Suppose you have a below-the- knee amputation. You start by surgically fitting a 'socket' to the stump of the bone, short enough that the skin can be stretched over it and allowed to heal and grow. Then, you fit a short segment of 'bone' (titanium or whatever), and again stretch the skin over that. As the skin grows, you increase the size of the implant until you have bujilt a complete skin-covered leg.
Yes, I know it will lack muscles and will function no better than a regular external prosthesis, but at least this 'internal prosthesis' is solidly attached to the bone of the stump.
Basepair, Jul 05 2005

       As an 'expert' in this area I felt I had to comment. Silicone socks are already used to cushion the limb/prothesis interface. You need really good contact between the prostheiss and the limb to keep dexterity and I think this would reduce that. My current limb attaches via a pin mounted on a silicone sock. Comfy and easy to don and doff. Though a new limb is a bit like a new shoe and does take a little breaking in.
oneoffdave, Jul 06 2005

       One-off, if you don't mind my asking, is there a reason it's not possible to reconstruct a limb at least as functional as a passive prosthesis by implanting progressively larger 'bone extensions' (effectively as they sometimes do when replacing damaged joints)?

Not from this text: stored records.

PR #9463, opened 2026-05-06
fix(device-authorization): make schema option optional in Zod schema

### LINKED ISSUE #9422: deviceAuthorization() throws ZodError on import when no schema option is passed
### Bug

Importing the `deviceAuthorization` plugin and calling it with no `schema` option crashes at module load with a `ZodError`:

```
ZodError: [
  {
    "code": "invalid_type",
    "expected": "nonoptional",
    "path": ["schema"],
    "message": "Invalid input: expected nonoptional, received undefined"
  }
]
```

### Repro

```ts
import { deviceAuthorization } from "better-auth/plugins";

deviceAuthorization({ verificationUri: "https://example.com/device" });
// ZodError thrown at module evaluation
```

- `better-auth`: 1.4.22 (also reproduces on 1.6.9, the latest at time of filing)
- `zod`: 4.4.1 (peerDependency on better-auth: `^4.3.5`)
- Runtime: Bun 1.3.9 / Node 22

### Root cause

`packages/better-auth/src/plugins/device-authorization/index.ts:122`:

```ts
schema: z.custom<InferOptionSchema<typeof schema>>(() => true),
```

Under Zod v4, `z.custom()` is **non-optional by default**, so `deviceAuthorizationOptionsSchema.parse(options)` rejects `undefined` for the `schema` key. Every consumer that omits `schema` (which is the documented default) crashes at import time.

The plugin already treats `schema` as optional internally — the next lines call `mergeSchema(schema, options?.schema)` with optional chaining.

### Suggested fix

Add `.optional()`:

```diff
-  schema: z.custom<InferOptionSchema<typeof schema>>(() => true),
+  schema: z.custom<InferOptionSchema<typeof schema>>(() => true).optional(),
```

Happy to open a PR with this change plus a regression test if useful.

### Workaround

Pass an empty object explicitly: `deviceAuthorization({ schema: {}, ... })`. `mergeSchema` treats `{}` as a no-op rename map.

ping-maxwell:
closes https://github.com/better-auth/better-auth/issues/9422
- Add `.optional()` to the `schema` field in `deviceAuthorizationOptionsSchema` to align with all other `z.custom()` fields in the same schema
- Add regression tests to ensure the schema option remains optional


bytaesu:
Closing this PR since #9422 is already addressed by https://github.com/better-auth/better-auth/pull/9939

Actually, now that I think about it, maybe it would be a lot of hassle for solving a small problem. I guess the only advantage would be in the 'direct' connection of bone-to- prosthesis (and the associated freedom from chafing), and maybe this isn't such a big problem in the long term?
Basepair, Jul 06 2005

       [basepair] Theoretically it would be possible, though 'turning the corner' for a foot and making the ankle of a suitable flexibility would be tricky. I wouldn't go for it myself as it would take a lot of work/surgery and you'd have long perionds of not being able to use it.
oneoffdave, Jul 08 2005

       Yeah, I sort of figured it might not be worth the hassle. And I would imagine that 'growing' the sole of the foot would be tricky - I think the original one has all kinds of weird subcutaneous structures to make it tough enough.